- _TASK REQUIREMENTS_:
Would you write out the whole listing below exactly as given?

* * * * * * * * *

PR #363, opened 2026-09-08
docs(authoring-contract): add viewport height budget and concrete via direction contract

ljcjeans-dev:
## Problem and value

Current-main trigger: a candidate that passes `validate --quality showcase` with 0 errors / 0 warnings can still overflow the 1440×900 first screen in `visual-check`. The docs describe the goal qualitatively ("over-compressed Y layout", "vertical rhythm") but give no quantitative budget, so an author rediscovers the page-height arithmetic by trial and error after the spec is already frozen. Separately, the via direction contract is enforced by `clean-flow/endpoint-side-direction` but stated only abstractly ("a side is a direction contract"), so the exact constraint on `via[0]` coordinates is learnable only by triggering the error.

* * * * * * * * *

- _FINAL ANSWER_:
PR #363, opened 2026-09-08
docs(authoring-contract): add viewport height budget and concrete via direction contract

ljcjeans-dev:
## Problem and value

Current-main trigger: a candidate that passes `validate --quality showcase` with 0 errors / 0 warnings can still overflow the 1440×900 first screen in `visual-check`. The docs describe the goal qualitatively ("over-compressed Y layout", "vertical rhythm") but give no quantitative budget, so an author rediscovers the page-height arithmetic by trial and error after the spec is already frozen. Separately, the via direction contract is enforced by `clean-flow/endpoint-side-direction` but stated only abstractly ("a side is a direction contract"), so the exact constraint on `via[0]` coordinates is learnable only by triggering the error.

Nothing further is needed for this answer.